The global Covid-19 pandemic has already changed the ways many spheres operate. Leaving a trace on different industries, it has also impacted the development of modern scientific innovations.
The main trend is that the value of technological innovations is shifting from the impact of individual technologies to the impact of multiple technologies combined. Leveraging the power of various technologies simultaneously will allow for generating new insights and possibilities in different verticals.
Naturally, such innovations will be mostly aimed at fostering the healthcare sector, but not only. We’ve gathered the most promising scientific innovations in different fields that seem to be of great help in 2021 and beyond.
1. Agriculture Innovations
Agriculture has long been utilizing the benefits of digitization, IoT, and sustainable farming. These innovations have already allowed for smart and sustainable crop growing, primarily thanks to plant monitoring based on remote field analysis with the help of vegetation indices like NDWI.
In 2021, these trends will continue to ramp up, transforming the industry. Here are some of the sub-trends that will spin-off from those major tendencies:
- SaaS solutions for garden management
- Yield monitoring and forecasting
- Online tools for remote farm management
- Drones utilization
- Robotic farming equipment
- Smart irrigation management
- Production of eco-friendly foods
2. Bioprinting in Healthcare
Millions of people around the world are waiting for organ transplants. A new kidney – the most demanded organ – is usually awaited for 3 to 5 years. Luckily, this problem can be solved by printing the necessary organs on special 3D printers.

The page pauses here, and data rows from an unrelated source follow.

PR #13624, opened 2021-11-05
Set mouse_hide in init_desktop_runner to 1

dzedro:
Not sure why it was 200, but looks like the offset thing was broken.

- Related ticket: https://progress.opensuse.org/issues/101941
- Verification run:
https://openqa.suse.de/tests/7613203 15 SP2
https://openqa.suse.de/tests/7613204 15 SP3

### DIFF
--- a/lib/susedistribution.pm
+++ b/lib/susedistribution.pm
@@ -176,7 +176,7 @@ sub init_desktop_runner {
 
     send_key($hotkey);
 
-    mouse_hide(200);
+    mouse_hide(1);
     if (!check_screen('desktop-runner', $timeout)) {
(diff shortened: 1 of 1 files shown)


okurz:
There was https://github.com/os-autoinst/os-autoinst/pull/1840 which is most likely related

dzedro:
> There was [os-autoinst/os-autoinst#1840](https://github.com/os-autoinst/os-autoinst/pull/1840) which is most likely related

Yes, that fixed it, but left the before broken `mouse_hide` in tests untouched.

dzedro:
This is the only mouse_hide with value bigger than 1, which is affected by the fix.

PR #13625, opened 2021-11-08
Don't operate firewall when system role is Common Criteria

Amrysliu:
When system role is Common Criteria, the firewall is not installed in
the system by default. Then it will report `Unit file firewalld.service
does not exist` when disabling it in setup_multimachine.pm.

- Related ticket:  https://progress.opensuse.org/issues/102116
- Needles: N/A
- Verification run:  
            https://openqa.suse.de/tests/7642614#

### DIFF
--- a/lib/Utils/Systemd.pm
+++ b/lib/Utils/Systemd.pm
@@ -15,6 +15,7 @@ our @EXPORT = qw(
   get_started_systemd_services
   clear_started_systemd_services
   systemctl
+  check_unit_file
 );
 
 =head1 Utils::Systemd
@@ -84,6 +85,18 @@ Clear the list of started systemd services
 =cut
 sub clear_started_systemd_services {
     %started_systemd_services = ();
+}
+
+=head2 check_unit_file
+
+Check if the unit file exist
+
+=cut
+
+sub check_unit_file {
+    my $unit_file = shift;
+    return 1 if (script_run("systemctl list-unit-files --all $unit_file*") == 0);
+    return 0;
 }
 
 1;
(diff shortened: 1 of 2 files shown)


mdoucha:
It might be better to check for firewall presence using `systemctl list-unit-files --all $firewall*` instead of hardcoding SYSTEM_ROLE condition. Note that the asterisk at the end is required, otherwise it won't find anything.

mdoucha (changes requested):
It might be better to check for firewall presence using `systemctl list-unit-files --all $firewall*` instead of hardcoding SYSTEM_ROLE condition. Note that the asterisk at the end is required, otherwise it won't find anything.

Amrysliu:
> It might be better to check for firewall presence using `systemctl list-unit-files --all $firewall*` instead of hardcoding SYSTEM_ROLE condition. Note that the asterisk at the end is required, otherwise it won't find anything.

Thanks. Modified.

mdoucha:
1. It'd be better to create a reusable library function for this
2. You need to pass the contents of `$self->firewall`, not the plain string "firewall".

Amrysliu:
> 1. It'd be better to create a reusable library function for this
> 2. You need to pass the contents of `$self->firewall`, not the plain string "firewall".

Good suggestions.  Thanks.

mdoucha:
The library function should go into lib/Utils/Systemd.pm

mdoucha (approved):
LGTM

Amrysliu:
> LGTM

Thanks for your help and reviewing.

rfan1 (approved):
LGTM

tinawang123 (approved):
LGTM

lilyeyes (commented):
LGTM

jouyingbin:
LGTM

jouyingbin (commented):
LGTM

PR #13627, opened 2021-11-08
Journal check: handle cases when there are no entries

jlausuch:
If there are no error messages in the journal, it will print
"-- No entries --" message, which is considered by the test module
as a failure. We should filter those cases.

- Related ticket: https://progress.opensuse.org/issues/101984
- VR: https://openqa.opensuse.org/tests/2022765 https://openqa.suse.de/tests/7629279

### DIFF
--- a/tests/console/journal_check.pm
+++ b/tests/console/journal_check.pm
@@ -52,7 +52,7 @@ sub run {
 
     $self->select_serial_terminal;
 
-    my @journal_output = split(/\n/, script_output("journalctl --no-pager -p ${\get_var('JOURNAL_LOG_LEVEL', 'err')} -o short-precise | tail -n +2"));
+    my @journal_output = split(/\n/, script_output("journalctl --no-pager --quiet -p ${\get_var('JOURNAL_LOG_LEVEL', 'err')} -o short-precise"));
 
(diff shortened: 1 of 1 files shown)


DimStar77:
Maybe filtering as part of an ignore in bug_refs.json could be considered a bit cleaner than an extra grep call

Vogtinator:
Yes, or passing the `-q` option to hide all the non-log messages. That probably drops the boot markers though.

jlausuch:
> Maybe filtering as part of an ignore in bug_refs.json could be considered a bit cleaner than an extra grep call

I can do that, but keep in mind that we will need to update the bugref for new version and will miss the first time it occurs.. If this is a generic "false negative" case, it would be better to handle these kind of situations in the test code.

DimStar77:
> Yes, or passing the `-q` option to hide all the non-log messages. That probably drops the boot markers though.

indeed, the bookmakers vanish with -q as well (tested that before too)

jlausuch:
> Yes, or passing the `-q` option to hide all the non-log messages. That probably drops the boot markers though.

Updated with this suggestion. I have also removed the `tail` as I guess it was just to filter out the same type of output.

mloviska (approved):

PR #13629, opened 2021-11-08
Move is_enabled() to Base widget parent class

ge0r:
- Related ticket: https://progress.opensuse.org/issues/100904
- Needles: No needles
- Verification run: https://openqa.suse.de/tests/7629308#next_previous


jknphy:
As discussed offline, let's get inspired by this C++ example from section 'Composition and interfaces' in https://en.wikipedia.org/wiki/Composition_over_inheritance to move fordward.

PR #13633, opened 2021-11-08
Drop containers/container_diff from JeOS tests

mloviska:
Only HOST related container tests should run on top of JeOS


jlausuch (approved):
LGTM. Thanks, this is a left over I missed from removing this from "latest" jobs :)

PR #13636, opened 2021-11-08
Add container tests to schedule

grisu48:
Add container tests to the publiccloud schedule.

- Related ticket: https://progress.opensuse.org/issues/92779
- Verification run: https://openqa.suse.de/tests/7631389

### DIFF
--- a/lib/main_publiccloud.pm
+++ b/lib/main_publiccloud.pm
@@ -116,6 +116,15 @@ sub load_publiccloud_tests {
             load_publiccloud_consoletests();
             loadtest("publiccloud/ssh_interactive_end", run_args => $args);
         }
+        elsif (get_var('PUBLIC_CLOUD_CONTAINERS')) {
+            my $args = OpenQA::Test::RunArgs->new();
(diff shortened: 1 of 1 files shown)


asmorodskyi (approved):
LGTM

lib/main_publiccloud.pm
```diff
@@ -116,6 +116,15 @@ sub load_publiccloud_tests {
             load_publiccloud_consoletests();
             loadtest("publiccloud/ssh_interactive_end", run_args => $args);
         }
+        elsif (get_var('PUBLIC_CLOUD_CONTAINERS')) {
```
jlausuch, line 119: We could get rid of this variable and use `CONTAINER_RUNTIME`. If present, we schedule container tests.

asmorodskyi: maybe but this would require also changes in maintenance setup , while this PR is simply about adding container tests to latest test suites . So I would do what you suggesting in separate PR ...

jlausuch (approved):

PR #13642, opened 2021-11-09
Wait screen to change after user selected

lemon-suse:
Sometimes the system is slow, we need to wait several seconds for the screen to change.

- Related ticket: https://progress.opensuse.org/issues/101770
- Needles: N/A
- Verification run: 
  http://openqa.nue.suse.com/tests/7629804
  http://openqa.nue.suse.com/tests/7629805
  http://openqa.nue.suse.com/tests/7629806
  http://openqa.nue.suse.com/tests/7629807
  http://openqa.nue.suse.com/tests/7629808

### DIFF
--- a/lib/x11utils.pm
+++ b/lib/x11utils.pm
@@ -298,6 +298,8 @@ sub select_user_gnome {
     elsif (match_has_tag('displaymanager-user-selected')) {
         if ($myuser =~ 'bernhard') {
             send_key 'ret';
+            # sometimes the system is slow, need wait several seconds for the screen to change.
+            wait_still_screen 5 if is_s390x;
         }
         else {
             assert_and_click "displaymanager-$myuser";


lib/x11utils.pm
```diff
@@ -298,6 +298,8 @@ sub select_user_gnome {
     elsif (match_has_tag('displaymanager-user-selected')) {
         if ($myuser =~ 'bernhard') {
             send_key 'ret';
+            # sometimes the system is slow, need wait several seconds for the screen to change.
+            wait_still_screen 5;
```
tinawang123, line 302: I think this is performance issue. If add wait time to this common file. All of others cases will waste 5s.

lemon-suse: We need ensure test won't be blocked, I can limit the arch for s390x since currently only test on s390x have such issues. Later if other platform has the issue then remove the condition is ok.

zhaocongjia:
LGTM.  If you have concerns that it will affect other cases, you can make this s390x specific.

lemon-suse:
> LGTM. If you have concerns that it will affect other cases, you can make this s390x specific.

Ok, thanks.

tinawang123 (approved):
LGTM

PR #13643, opened 2021-11-09
Test rmt server before and after migration

tinawang123:
Test rmt server before and after migration. Before migration need
check rmt server can do sync, enable and list operation. After
migration, need check rmt server can do sync and also has expected
package.

- Related ticket: https://progress.opensuse.org/issues/101340
- Verification run: https://openqa.suse.de/tests/7635384

### DIFF
--- a/tests/console/rmt/rmt_host_migration.pm
+++ b/tests/console/rmt/rmt_host_migration.pm
@@ -1,0 +1,37 @@
+# SUSE's openQA tests
+#
+# Copyright 2021 SUSE LLC
+# SPDX-License-Identifier: FSFAP
+
+# Package: rmt-server
+# Summary: This tests rmt server can work before and after migration
+#    Add rmt configuration test and basic configuration via
+#    rmt-wizard, enable repo, check repo at base system, then upgrade
+#    to latest one. It can still work fine.
+# Maintainer: Yutao wang <yuwang@suse.com>
+
+use base "consoletest";
+use strict;
+use warnings;
+use testapi;
+use repo_tools;
+
+sub run {
+    select_console 'root-console';
+
+    if (check_var('VERSION', get_required_var('ORIGIN_SYSTEM_VERSION'))) {
+        rmt_wizard();
+        # Sync from SCC
+        rmt_sync;
+        # Enable one product
+        assert_script_run("rmt-cli product enable sle-module-live-patching/15/x86_64");
+    }
+
+    # After migation, need do rmt sync again
+    rmt_sync if (check_var('VERSION', get_required_var('UPGRADE_TARGET_VERSION')));
+
+    # Before and after migration, both need rmt gets expected product
+    assert_script_run("rmt-cli product list | grep sle-module-live-patching/15/x86_64");
+}
+
+1;
--- a/schedule/migration/rmt_host_migration.yaml
+++ b/schedule/migration/rmt_host_migration.yaml
@@ -1,0 +1,38 @@
+name:    rmt_host_migration
+description:    >
+     Test rmt server before and after migration
+vars:
+  DESKTOP: gnome
+  BOOT_HDD_IMAGE: 1
+  ORIGIN_SYSTEM_VERSION: '%HDDVERSION%'
+  UPGRADE_TARGET_VERSION: '%VERSION%'
+schedule:
+  - migration/version_switch_origin_system
+  - '{{online_migration_test}}'
+  - '{{remove_ltss}}'
+  - console/rmt/rmt_host_migration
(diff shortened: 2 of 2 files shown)


tests/console/rmt/rmt_migration.pm
```diff
@@ -0,0 +1,36 @@
...
+
+sub run {
+    select_console 'root-console';
+
+    if (check_var('VERSION', get_required_var('ORIGIN_SYSTEM_VERSION'))) {
+        rmt_wizard();
+        # Sync from SCC
+        rmt_sync;
+        # Enable one product
+        assert_script_run("rmt-cli product enable sle-module-live-patching/15/x86_64");
```
lemon-suse, line 26: You can use a variable for the hard code live-patching module path, another solution is to set this in SETTING so that we can change the module easily.

tinawang123: This is just test it can be enable. Don't need set it to the setting.
Like rmt_feature, We have discussed before.

lemon-suse:
The name of rmt_migration is too general while haven't show the real test, at least this should tell other that this is a server side migration while not migration on client side normally.

tests/console/rmt/rmt_migration.pm
```diff
@@ -0,0 +1,36 @@
+# SUSE's openQA tests
+#
+# Copyright 2021 SUSE LLC
+# SPDX-License-Identifier: FSFAP
+
+# Package: rmt-server
+# Summary: Add rmt configuration test and basic configuration via
+#    rmt-wizard, enable repo, check repo at base system, then upgrade
+#    to latest one. Check rmt still can work and repo still exsites.
```
rfan1, line 9: Check rmt still can work and repo still exsites. -> it can still work fine

tests/console/rmt/rmt_migration.pm
rfan1, line 26: Yutao, this test only supports x86_64, correct?

tinawang123:
> The name of rmt_migration is too general while haven't show the real test, at least this should tell other that this is a server side migration while not migration on client side normally.

Has added description at the file. Users can know this is for rmt server testing.
About the file name as most of us agreed this name. I will not change it now.

chcao (approved):
LGTM

lemon-suse (approved):

tests/console/rmt/rmt_host_migration.pm
```diff
@@ -0,0 +1,37 @@
...
+    if (check_var('VERSION', get_required_var('ORIGIN_SYSTEM_VERSION'))) {
+        rmt_wizard();
+        # Sync from SCC
+        rmt_sync;
+        # Enable one product
+        assert_script_run("rmt-cli product enable sle-module-live-patching/15/x86_64");
+    }
+
+    # After migation, need do rmt sync again
+    rmt_sync if (check_var('VERSION', get_required_var('UPGRADE_TARGET_VERSION')));
```
hjluo, line 31: rmt_sync if (check_var('VERSION',  get_required_var('UPGRADE_TARGET_VERSION'))); 
-> if check_var('VERSION',  get_required_var('UPGRADE_TARGET_VERSION'));

and rmt_sync will be called before and after migration, so we can put it out the if {} block

we can use  the follow block to avoid check 2 times for before and after migtation.
if (check_var('VERSION', get_required_var('ORIGIN_SYSTEM_VERSION'))) {
  before migration
} else{
after migration
}

hjluo, line 31: rmt_sync if (check_var('VERSION',  get_required_var('UPGRADE_TARGET_VERSION'))); 
-> if check_var('VERSION',  get_required_var('UPGRADE_TARGET_VERSION'));

and rmt_sync will be called before and after migration, so we can put it out the if {} block

we can use  the follow block to avoid check 2 times for before and after migtation.
if (check_var('VERSION', get_required_var('ORIGIN_SYSTEM_VERSION'))) {
  before migration
} else{
after migration
}

tinawang123: After rmt_sync before migration need enable package, after migration don't need this, just list packages. I just worried if user don't set 'ORIGIN_SYSTEM_VERSION', then it will run else code, but it is origin system, it will get error.

hjluo:
LGTM

tests/console/rmt/rmt_host_migration.pm
hjluo: LGTM

hjluo (approved):
LGTM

The technology is roughly the same as with conventional 3D printing: getting a three-dimensional object on a special printer. The first stage is pre-printing, when a digital model of the future organ or tissue is created based on MRI or CT images.
Then the organ is printed layer by layer. Only instead of a conventional 3D printer, a special bioprinter is used, and instead of ink – biomaterials (human stem cells, pork collagen, or algae-based cellular material). Then, the received structure is placed in a biological environment where it “matures” before transplantation.
A successful example of bioprinting implementation would be 3D Systems that has recently made a breakthrough in lung regeneration, taking lung modeling to a new level thanks to 3D printing and the use of rhCollagen.
The need for easily accessible, remote education has become especially acute during the global quarantine. Modern educational solutions strive to enable more adaptive learning plans to enhance both student and teacher experience. Besides, with the help of AI technology, such solutions allow for receiving quality education remotely for those unable to attend classes due to weather events, health issues, long distance, etc.
Although the coronavirus pandemic has already made digitalization a new norm and significantly fastened the adoption of e-Learning, there is still a long way to go in terms of its efficiency, accessibility, affordability, teachers skills, interactivity, and more. If not implemented the right way, e-Learning could have negative effects on children’s mental health and well-being. Fortunately, intelligent AI-driven education can be utilized to avoid this.
For instance, Singapore-based Tenopy offers remote learning workshops using AI to pair up teachers and courses with students of different incomes from different countries.
4. AI Integrated Surveillance Systems
Analytics and AI in security systems, in particular in the video surveillance segment, were originally developed to teach devices to respond to certain events and thereby optimize the work of a human operator. It all started with the analysis of the frame for motion detection, control of entry / exit, identification of abandoned or disappeared objects.
Thanks to the development in AI, capabilities of standard video surveillance have significantly expanded, and today multifunctional systems can be found in retail, transport, medicine, financial sector, etc., where cameras not only monitor the safety of objects and people, but also solve the problem of collecting and analyzing statistical data, performing analysis of marketing activities, traffic management, and many others.
AI-powered security cameras enable vulnerabilities and menace prediction, missing children tracking, criminals and terrorists detection in the large crowd, precise and instant theft vehicles tracking, faster thought-to-action process for security guards, and less human intervention.
It is worth noting that until now, most AI-enabled CCTV cameras were able to use a small number of intelligent functions due to limitations in processor performance. That is, in one session, the camera was able to work with only one complex intellectual function, for example, to recognize a person or a car number.
Improvements in hardware components and increase in processor performance will lead to an increase in the computing power of AI-powered video cameras, so an increasing number of devices capable of performing several intelligent tasks at the same time will soon appear on the market.